In this 52-week, multicenter, open-label Phase IIIa RCT (n=683), once-weekly IcoSema (icodec insulin + semaglutide) achieved superior HbA1c reduction versus once-weekly semaglutide 1.0 mg in adults with type 2 diabetes inadequately controlled on GLP-1 RAs. The study supports a simplified, once-weekly combination approach for intensification.

Impact: Demonstrates clinical superiority of a once-weekly fixed insulin–GLP-1 combination versus GLP-1 monotherapy in a large, global Phase III program, informing next-step intensification for patients not meeting glycemic targets on GLP-1 RAs.

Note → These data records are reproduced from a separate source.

PR #156, opened 2022-01-08
Introduce a ScopeOp

Mogball:
Depends on https://github.com/google/iree-llvm-sandbox/pull/155

`ScopeOp` is an isolated from above operation that can be used to perform finer-grain application of transformations. Adds two utility functions to wrap a single operation into a scope and then unwrap a scope of many operations.

### DIFF
--- a/include/Dialects/LinalgTransform/LinalgTransformOps.td
+++ b/include/Dialects/LinalgTransform/LinalgTransformOps.td
@@ -17,6 +17,7 @@
 include "mlir/IR/OpBase.td"
 include "mlir/IR/OpAsmInterface.td"
 include "mlir/Dialect/PDL/IR/PDLTypes.td"
+include "mlir/Interfaces/ControlFlowInterfaces.td"
 
 def Linalg_Transform_Dialect : Dialect {
   let name = "linalg_transform";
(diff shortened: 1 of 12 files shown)


include/Dialects/LinalgTransform/LinalgTransformOps.td
```diff
@@ -33,6 +34,34 @@ class Linalg_Transform_Operation<string name, list<OpTrait> props = []>
 
 //===----------------------------------------------------------------------===//
 
+def ScopeOp : Linalg_Transform_Operation<"scope",
```
ftynse, line 37: Bikeshed: given that this operation is a utility and we don't expect to see it in the transform description, I would reflect that in the name. Something like `util.scope` would be better.

include/Dialects/LinalgTransform/LinalgTransformOps.td
```diff
@@ -33,6 +34,34 @@ class Linalg_Transform_Operation<string name, list<OpTrait> props = []>
...
+  let description = [{An operation to restrict transformation scopes.}];
+
+  let regions = (region AnyRegion:$body);
+  let arguments = (ins Variadic<AnyType>:$ins);
+  let results = (outs Variadic<AnyType>:$outs);
+  let assemblyFormat = "`(` operands `)` attr-dict-with-keyword $body `:` functional-type(operands, results)";
+
+  let extraClassDeclaration = [{
+    static StringRef getDefaultDialect() { return "linalg_transform"; }
+  }];
```
ftynse, line 49: I'm not sure this is relevant since the operation will be wrapping the IR being transformed rather than the IR that describes the transformation.

include/Dialects/LinalgTransform/ScopedTransform.h
```diff
@@ -0,0 +1,33 @@
+//===-- ScopedTransform.h -------------------------------------------------===//
```
ftynse, line 1: Nit: there's usually a tiny description in this line.

lib/Dialects/LinalgTransform/Transforms/ScopedTransform.cpp
```diff
@@ -0,0 +1,84 @@
...
+
+  auto scope = rewriter.create<linalg::transform::ScopeOp>(
+      op->getLoc(), op->getResultTypes(), op->getOperands());
+  Region &body = scope.body();
+  rewriter.setInsertionPointToStart(&body.emplaceBlock());
+  BlockAndValueMapping bv;
+  bv.map(op->getOperands(), body.addArguments(op->getOperandTypes()));
+
+  Operation *cloneInScope = op->clone(bv);
+  rewriter.insert(cloneInScope);
```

Clinical Implications: For adults with T2D inadequately controlled on GLP-1 RAs, switching to once-weekly IcoSema can improve HbA1c with a simplified dosing schedule. Shared decision-making should consider open-label design, hypoglycemia risk, and weight effects pending full data.

Key Findings

  • 52-week, multicenter, Phase IIIa RCT across 121 sites randomized 683 adults to IcoSema (n=342) vs semaglutide 1.0 mg (n=341).
  • Once-weekly IcoSema demonstrated superiority over semaglutide 1.0 mg in HbA1c reduction.
  • Trial population comprised individuals inadequately managed on GLP-1 RAs, with or without additional oral agents.

Methodological Strengths

  • Randomised, multicentre, global Phase IIIa design with adequate sample size (n=683) and 52-week follow-up
  • Direct active comparator (semaglutide 1.0 mg) relevant to real-world intensification

Limitations

  • Open-label design may introduce performance and detection bias.
  • Abstract truncation precludes full visibility on weight change, hypoglycemia rates, and other secondary endpoints.

Future Directions: Report complete efficacy (including weight, TIR) and safety (hypoglycemia) outcomes; assess durability, cardiovascular/renal outcomes, and patient-reported outcomes; compare against basal–bolus or basal-plus regimens.